Each line in the listing is to be restated exactly.

_DATASET CONTENT_
*-*-*
PR #9296, opened 2026-07-18
BUG: Fix editing of segment opacity by double-click in segments table

lassoan:
Since the visibility/color button rework (94ad4fb3e8), the DoubleClicked edit trigger is disabled in the segments table (double-click on the name and color columns opens the terminology selector instead), which left F2 as the only way to edit the opacity column.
*-*-*
_OUTPUT_
PR #9296, opened 2026-07-18
BUG: Fix editing of segment opacity by double-click in segments table

lassoan:
Since the visibility/color button rework (94ad4fb3e8), the DoubleClicked edit trigger is disabled in the segments table (double-click on the name and color columns opens the terminology selector instead), which left F2 as the only way to edit the opacity column.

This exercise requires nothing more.